Modeling of multicomponent aerosol thermodynamics

When modeling behavior of atmospheric aerosols, equilibrium or non-equilibrium conditions are calculated for mixtures of solid particles, liquid droplets and condensable atmospheric gases. Normally dilute solutions, solid and gas phases are considered to behave ideally. However, in concentrated solutions, activities are needed instead of concentrations. Activity is a product of concentration and an activity coefficient, which gives deviation from ideal behavior. Activity coefficients can be calculated with activity coefficient models, which are thermodynamic models containing fitting parameters. Accurate non-electrolyte and electrolyte models can be found from the literature, but there are very few models for multicomponent aerosols containing both electrolytes and organic species. In this study, we did some modifications and fitted parameters for three published and one new activity coefficient models.
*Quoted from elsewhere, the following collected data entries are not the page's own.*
Issue #1208, opened 2026-06-29
Preserve Hub binding for streaming responses in sentry-tower/axum


szokeasaurusrex:
When using the `sentry-tower`/`axum` integration with streaming responses, the middleware binds the hub only for the request handler. Once the handler returns a streaming body, the middleware unwinds and `axum` drains the stream outside that hub. This causes missing context and any newly set context to be attached to the wrong hub during stream evaluation.

Track the tracing/transaction behavior separately in getsentry/sentry-rust#1053.

A possible direction is to bind the hub to the response stream, similar to getsentry/objectstore#526.

PR #1214, opened 2026-06-30
feat(core): Stream extension trait

lcian:
### Description

This adds an extension trait for `futures_core::Stream` that can be used to `.bind_hub(...)` on a stream, much like the existing machinery we have for futures.
This came up a few times already, and it happens to be one of the ways one could work around https://github.com/getsentry/sentry-rust/issues/1208 (given that the problematic response body is a stream, one can use such a stream wrapper to bind the current hub before converting that stream to a response -- I still think a proper separate fix should be introduced in the `sentry-tower` instrumentation though, as the user should not have to remember to do this manually. This is a more general construct that can be used in other scenarios too.


sentry-core/src/stream.rs
```diff
@@ -0,0 +1,131 @@
...
+impl<S> Stream for SentryStream<S>
+where
+    S: Stream,
+{
+    type Item = S::Item;
+
+    fn poll_next(self: Pin<&mut Self>, cx: &mut Context<'_>) -> Poll<Option<Self::Item>> {
+        let hub = self.hub.clone();
+        // https://doc.rust-lang.org/std/pin/index.html#pinning-is-structural-for-field
+        let stream = unsafe { self.map_unchecked_mut(|s| &mut s.stream) };
```
lcian, line 38: It is possible to avoid this direct usage of `unsafe` (and the one in `SentryFuture`) by adding a dependency to `pin-project-lite`.

szokeasaurusrex:
@lcian what is the status with this PR? Is it abandoned or are you still planning to finish it and get it ready for review?

lcian:
@szokeasaurusrex it's ready for review now, please take a look whenever you have time. I don't need this at the moment but it came up a couple times, so I think it would be a nice utility to have.

sentry-core/Cargo.toml
```diff
@@ -31,6 +31,7 @@ logs = []
 metrics = []
 
 [dependencies]
+futures-core = { workspace = true }
```
szokeasaurusrex, line 34: h: We [should avoid adding dependencies](https://develop.sentry.dev/sdk/getting-started/philosophy/#dependencies-cost) when there is not a strong reason why we need the dependency.

In this case, I am not seeing a strong reason for `sentry-core` to depend on `futures-core`.

I see a few alternatives that would avoid this unconditional dependency:

1. It seems we could probably provide the extension trait in a separate crate; perhaps we could name it `sentry-futures`, kinda like we do for integrations. The crate itself could perhaps later be evolved into a full-fledged integration.
2. Alternatively, we can put the trait behind a feature-flag. Then, `futures-core` would be an optional dependency activated by that flag. If we go with this path, I would probably expose the trait in `sentry`, not `sentry-core`, unless there's a reason why it needs to be in `sentry-core`.

sentry-core/src/stream.rs
```diff
@@ -0,0 +1,131 @@
...
+/// This activates the given hub for the duration of the inner stream's `poll_next`
+/// method. Users usually do not need to construct this type manually, but
+/// rather use the [`StreamExt::bind_hub`] method instead.
+///
+/// [`StreamExt::bind_hub`]: trait.StreamExt.html#method.bind_hub
+#[derive(Debug)]
+pub struct SentryStream<S> {
+    hub: Arc<Hub>,
+    stream: S,
+}
```
szokeasaurusrex, line 20: m: If possible, I would make this type private, and adjust `SentryStreamExt::bind_hub` to return `impl Stream<Self::Item>`.

```suggestion
struct SentryStream<S> {
    hub: Arc<Hub>,
    stream: S,
}
```

sentry-core/src/stream.rs
```diff
@@ -0,0 +1,131 @@
...
+    fn bind_hub<H>(self, hub: H) -> SentryStream<Self>
+    where
+        H: Into<Arc<Hub>>,
+    {
+        SentryStream {
+            stream: self,
+            hub: hub.into(),
+        }
+    }
+}
```
szokeasaurusrex, line 66: You need to adjust this trait a bit in order to be able to return `impl Stream`

```suggestion
/// Stream extensions for Sentry.
pub trait SentryStreamExt: Sized + Stream {
    /// Binds a hub to this stream.
    ///
    /// This ensures that the stream is polled within the given hub.
    fn bind_hub<H>(self, hub: H) -> impl Stream<Item = Self::Item>
    where
        H: Into<Arc<Hub>>,
    {
        SentryStream {
            stream: self,
            hub: hub.into(),
        }
    }
}
```

szokeasaurusrex (changes requested):
Hey @lcian, apologies that it took me so long to get around to this.

I am requesting changes because this adds a dependency on `futures-core` to `sentry-core`, and we should try to avoid that 🙏 more details on inline comment

PR #1220, opened 2026-04-27
Add persistent gt4py cache for github workflows

msimberg:
PRs have their own cache which is written and restored for PRs only. Jobs on main will always write a fresh cache, never read a cache. On PRs, if the PR doesn't have a cache yet, the latest cache from main will be used.


msimberg:
cscs-ci run default

msimberg:
cscs-ci run distributed

havogt (approved):
lgtm

.github/workflows/icon4py-test-model.yml
```diff
@@ -60,6 +60,20 @@ jobs:
...
+
+      - name: restore GT4Py cache
+        id: gt4py-cache-restore
+        if: github.ref != 'refs/heads/main'
+        uses: actions/cache/restore@v5
+        with:
+          path: ${{ env.GT4PY_BUILD_CACHE_DIR }}
+          key: gt4py-${{ runner.os }}-py${{ matrix.python-version }}-${{ matrix.backend }}-${{ matrix.component }}-branch-${{ github.head_ref || github.ref_name }}-${{ github.sha }}
+          restore-keys: |
+            gt4py-${{ runner.os }}-py${{ matrix.python-version }}-${{ matrix.backend }}-${{ matrix.component }}-branch-${{ github.head_ref || github.ref_name }}-
```
philip-paul-mueller: This is more me asking random questions.
It is probably similar to my remarks on the [other PR](https://github.com/C2SM/icon4py/pull/1218).
But, assumes you have done something in ICON4Py and run the CI, thus the cache is populated.
Then, you realize that you need to check if your feature also works with this new thing in the DaCe backend, thus you update `pyproject.toml`.
CI will then run, but as far as I can see because of the prefix matching you will find a cache entry that will be used.
But since you do not change the stencil code in ICON4Py it will not recompile a new, although it should.

I know this is kind of an exotic problem and it is probably not the most important one, but is it a problem (if not what do I miss) and do we care about it?

.github/workflows/icon4py-test-model.yml
```diff
@@ -60,6 +60,20 @@ jobs:
...
+            gt4py-${{ runner.os }}-py${{ matrix.python-version }}-${{ matrix.backend }}-${{ matrix.component }}-branch-main-
```
philip-paul-mueller: Another potential problem is the ordering of the keys that are checked.
As far as I can tell you assume that they are checked from newest to oldest.
To make an example, assume you have your PR and the ID of your first commit is `aaaa`, then you make a new one with the ID `ffff`, because there is only one match will use the `aaaa` cache.
The question is what cache the third commit use?
If they are checked against age it will use `fffff` if they are first alphabetically sorted it will use `aaaa`.
My question now is, is this a problem and do we care about it?

philip-paul-mueller (commented):
I have some questions (sorry for the wall of text).

.github/workflows/icon4py-test-model.yml
msimberg: It's a fair question here as well. My naive answer would be gt4py and dace should take care of that to make sure keys are unique if something changes :P but more realistically, would the simplest solution actually be just to include a hash of uv.lock into the key? That should catch gt4py and dace version changes, right?

.github/workflows/icon4py-test-model.yml
msimberg: It will use the newest. The only time the primary key would match is when the commit is unchanged, e.g. when a job is rerun. After that each of the restore keys is checked for prefix matches, and if there are multiple matches the newest one will be used. And the first restore key will be checked first and only if that has no matches will the second be checked.

I think we don't care, since it's supposed to be a cache so things should work with the cache or without the cache, or with a partial cache.

The important question is your other comment (https://github.com/C2SM/icon4py/pull/1220#discussion_r3167629891), where I now think including uv.lock in the key is likely the most elegant solution.

.github/workflows/icon4py-test-model.yml
msimberg: For reference (https://docs.github.com/en/actions/reference/workflows-and-actions/dependency-caching#cache-key-matchingm, emphasis mine):

> restore-keys allows you to specify a list of alternate restore keys to use when there is a cache miss on key. You can create multiple restore keys ordered from the most specific to least specific. The cache action searches the restore-keys in sequential order. When a key doesn't match directly, the action searches for keys prefixed with the restore key. **If there are multiple partial matches for a restore key, the action returns the most recently created cache.**

msimberg: I added a hash of uv.lock in https://github.com/C2SM/icon4py/pull/1220/commits/966f1ea15610fa3090ba37bb4d5cb7933217a274.

philip-paul-mueller: Thanks for linking, for some reason I did not found it (okay I did not put much effort into it).
But then it makes sense.

.github/workflows/icon4py-test-model.yml
philip-paul-mueller: Makes sense.

philip-paul-mueller (approved):
LGTM

.github/workflows/icon4py-test-model.yml
```diff
@@ -60,6 +60,20 @@ jobs:
         run: |
           .github/validation_grid_utils.py download
 
+      - name: set GT4Py cache directory
+        run: echo "GT4PY_BUILD_CACHE_DIR=${{ runner.temp }}/gt4py-cache" >> $GITHUB_ENV
```
edopao, line 67: I think that mixing `dace_cpu` and `dace_gpu` backends in the same cache folder does not work (at least it didn't last time I tried). This setting works under the assumption that one job runs only one backend, which is the case now. Overall, no problem, but better to keep it in mind or maybe add a note.

.github/workflows/icon4py-test-model.yml
```diff
@@ -60,6 +60,20 @@ jobs:
...
+
+      - name: restore GT4Py cache
+        id: gt4py-cache-restore
+        if: github.ref != 'refs/heads/main'
+        uses: actions/cache/restore@v5
+        with:
+          path: ${{ env.GT4PY_BUILD_CACHE_DIR }}
+          key: gt4py-${{ runner.os }}-${{ hashFiles('uv.lock') }}-py${{ matrix.python-version }}-${{ matrix.backend }}-${{ matrix.component }}-branch-${{ github.head_ref || github.ref_name }}-${{ github.sha }}
```
edopao, line 75: Just for me to understand. Is this line restoring the cache from the **parent** commit on main?

edopao (commented):
LGTM. Only a couple of questions to be sure I understand the cache configuration.

.github/workflows/icon4py-test-model.yml
edopao: On a second thought, the cache does not need to come from the parent commit apart from the changes in `uv.lock`, which you have already addressed. When testing a gt4py program in a different "context", the program jitting should take care of matching or not in the build cache.

msimberg: Exactly. My understanding is that the cache from main (if there's no other match) will be the newest matching cache, so not necessarily parent. With the uv.lock hashing this should still work well (in the sense that the cache should be _compatible_ but not necessarily _complete_).

.github/workflows/icon4py-test-model.yml
msimberg: Good point. I'll add a comment on this.

msimberg: Added comment in https://github.com/C2SM/icon4py/pull/1220/commits/02c22e1a27a0dc394b8d1e5395a34b1924794908.

msimberg:
cscs-ci run default

msimberg:
cscs-ci run distributed

PR #1222, opened 2026-04-27
Fix unnecessary use of `xp.ones`

### LINKED ISSUE #1203: Check for x * xp.ones patterns in codebase
Replace `x * xp.ones` patterns in the codebase with `xp.full(x)` to directly initialize the array. For cupy compatibility, if x is an enum value, it may have to use `x.value`.

msimberg:
Fixes #1203.


OngChia (approved):
Looks good to me. Only one question, how about those `np.ones`? Should we also change them to `np.full`?

msimberg:
> Looks good to me. Only one question, how about those `np.ones`? Should we also change them to `np.full`?

Good catch, they should definitely be changed. Also array_ns.ones... changed those in the latest push as well. Thanks for catching that!

msimberg:
cscs-ci run default

msimberg:
cscs-ci run distributed

OngChia (approved):
LGTM

jcanton (approved):
LGTM

PR #1226, opened 2026-04-29
Fix typo in field names in driver_utils.py

msimberg:
The wrong field was used to initialize dual_normal_vert_y.

The bug was found by GLM 5.1: https://hackmd.io/cuEsccnkTniYTn0ABCa7LQ?view#H6-dual_normal_vert_y-uses-wrong-geometry-attribute-normal-vs-tangent.

Note that I'm not changing the names of the members in EdgeParams to use u/v instead of x/y as initially discussed. The *_x/y suffixes are as in ICON fortran and the dual_normal_vert etc. names also come from ICON fortran. If we change x/y then the whole name should be changed in one go, so I'm leaving that unchanged right now.

This change does not change the comparison to ICON fortran serialized data.


nfarabullini (approved):

nfarabullini:
cscs-ci run default

nfarabullini:
cscs-ci run distributed

msimberg:
Aah, I guess the typo comes from https://github.com/C2SM/icon-exclaim/blob/8b73908e1dfb5755565ce8f1b78917013d7eaaf8/src/serialization/mo_icon4py_verification.f90#L878... I'm hoping CI would actually fail with this "fix". 

Edit: wrong PR. This comment was about https://github.com/C2SM/icon4py/commit/bd8b164ecac9702bd6aa6e1778926f8851be7f58, which I was planning to "fix".

PR #1227, opened 2026-04-29
Remove dace orchestration functionality

msimberg:
Removes dace orchestration functionality as it's outdated and unmaintained.

This would allow some cleanups to the halo exchange functionality, but I'm not mixing those changes into this PR. This is pure removal.


msimberg:
cscs-ci run default

msimberg:
cscs-ci run distributed

msimberg:
cscs-ci run distributed

kotsaloscv (approved):

philip-paul-mueller:
@kotsaloscv I am actually not sure if `HaloExchangeWaitRuntime` can also be removed since it essentially calls `finish()`?
When I updated the halo exchanges it really confused me as it essentially only a layer that turns `self.exchange.exchange_and_wait(...)` into `self.exchange(..., wait=True)`.
To me it seems like a layer that was introduced to handle some limitation of DaCe's Python frontend.

havogt (approved):
lgtm

msimberg:
> @kotsaloscv I am actually not sure if `HaloExchangeWaitRuntime` can also be removed since it essentially calls `finish()`? When I updated the halo exchanges it really confused me as it essentially only a layer that turns `self.exchange.exchange_and_wait(...)` into `self.exchange(..., wait=True)`. To me it seems like a layer that was introduced to handle some limitation of DaCe's Python frontend.

I'll try to have a closer look after this is merged whether that can be removed or not...

PR #1191, opened 2026-04-10
Pull test data from CSCS object store

msimberg:

PR #1232, opened 2026-04-30
build: development scripts conventions

egparedes:
This PR refactors the development scripts folder so they follow the project conventions for different kind of standalone scripts. It also adds an optional single-entry point to run any of the scripts The design and instructions are in the README file.


scripts/python/validation_grid_utils.py
```diff
@@ -0,0 +1,63 @@
...
+        definitions.Grids.MCH_CH_R04B09_DSL,
+        definitions.Grids.MCH_OPR_R04B07_DOMAIN01,
+        definitions.Grids.TORUS_50000x5000,
+    ]  # change to MCH_OPR_R04B07_DOMAIN01
+
+
+@cli.command(name="cache-key")
+def cache_key() -> None:
+    """Generate a cache key for the Github action cache based on grid file name and download URI."""
+    d = "_".join(grid.name + grid.uri for grid in get_validation_grids())
```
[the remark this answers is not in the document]
msimberg: This was changed on main btw (in #1191).

scripts/run
```diff
@@ -0,0 +1,128 @@
...
+IDE navigation, and static analysis). Shell scripts under ``sh/`` are
+auto-discovered and wrapped with a uniform argument-forwarding interface.
+
+Dependencies for all sub-commands are defined in the `scripts` table of
+the root `pyproject.toml`.
+
+Usage:
+    ./scripts/run --help
+    ./scripts/run lint --fix src/
+    ./scripts/run setup-env
```
msimberg: These aren't actual sub-commands (or it's not working for me?), so I'd remove them or replace them with something real.

scripts/run
```diff
@@ -0,0 +1,128 @@
...
+import typer
+
+if __name__ == "__main__":
+    try:
+        # First try to import the 'python' folder inside './scripts'
+        # and check that it is indeed the expected one.
+        import python
+
+        python_scripts_dir = str(pathlib.Path(__file__).resolve().absolute().parent / "python")
+        assert len(python.__path__) == 1 and python.__path__[0] == python_scripts_dir, (
```
msimberg: Should this raise an exception directly instead of asserting?

scripts/run
```diff
@@ -0,0 +1,128 @@
...
+        sys.exit(127)
+
+    # Build the CLI app and register all sub-commands from scripts
+    app = typer.Typer(
+        name="scripts",
+        help="Project dev-scripts toolbox.",
+        no_args_is_help=True,
+    )
+
+    # ── Python sub-commands ──────────────────────────────────────────────────────
```
msimberg: Ultimate bike-shed:

```suggestion
    # Python sub-commands
```
? Not because I particularly care, but only because this looks like an LLM-choice (I really don't mind leaving it as is, I just wouldn't make headings like this myself).

scripts/README.md
```diff
@@ -0,0 +1,97 @@
+# scripts/ — Dev-Scripts Toolbox
+
+Conventions for standardized project development scripts using Python, Bash, and (possibly) other recipes. All scripts should be executable and testable standalone, but a single entry point (`./scripts/run`) is provided as an extra feature, mostly for exploration.
```
msimberg: I don't think you need to say it's "mostly for exploration". It's very nice that everything is usable standalone, but it's likewise nice to have a common entrypoint.

msimberg (approved):
Only bikeshedding nits, this worked nicely for me locally. The grid download script definitely needs a fix before merging though.

scripts/python/compare_icon4py_openacc.py
```diff
@@ -6,19 +8,24 @@
...
-import matplotlib.pyplot as plt
-import numpy as np
+import typer
 
 
 VariantDescriptor: TypeAlias = tuple[str, dict[str, Any]]
 
+cli = typer.Typer()
+
+log = logging.getLogger(__name__)
```
edopao, line 28: Should we now use `typer.echo()` instead of `logging`?

edopao (commented):
Advanced, but very nice!

scripts/python/validation_grid_utils.py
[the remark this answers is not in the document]
egparedes: Updated.

scripts/python/compare_icon4py_openacc.py
egparedes: I didn't want to change the core of the scripts to avoid introducing bugs, just the minimal changes to make them compatible with the infrastructure. This script has plenty of room for improvement and your suggestion makes a lot of sense, but I would do it in a different PR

Now these models are suitable for atmospheric aqueous organic-electrolyte mixtures.

Vapor pressures over curved surfaces are bigger than vapor pressures over flat surfaces. In addition to droplet radius, another important factor affecting to the pressure increase is solution surface tension. Some dissolved species can reduce the surface tension substantially even at low concentrations, but some species can increase the surface tension. Usually surface tensions are calculated using simple parameterizations fitted to experimental values. The third solution property, which is usually fitted to experimental data, is solution density. In this study, we fitted parameterizations for solution surface tension and density. These solution properties are needed in many thermodynamics models, e.g. cloud microphysics models and models predicting hygroscopic growth.